BEGIN

PR #6316, opened 2016-06-17
Enhancements and fixes for CREATE PROPERTY

mmacfadden:
Added support for COLLATE and REGEX in the CREATE PROPERTY syntax.  Also determined that we were not handling mixed case values or quoted values properly, so also fixed that while I was as it and added several more tests.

END

• **What needs to be done**
All the data is to be copied over exactly as it stands.

• **Written answer**
PR #6316, opened 2016-06-17
Enhancements and fixes for CREATE PROPERTY

mmacfadden:
Added support for COLLATE and REGEX in the CREATE PROPERTY syntax.  Also determined that we were not handling mixed case values or quoted values properly, so also fixed that while I was as it and added several more tests.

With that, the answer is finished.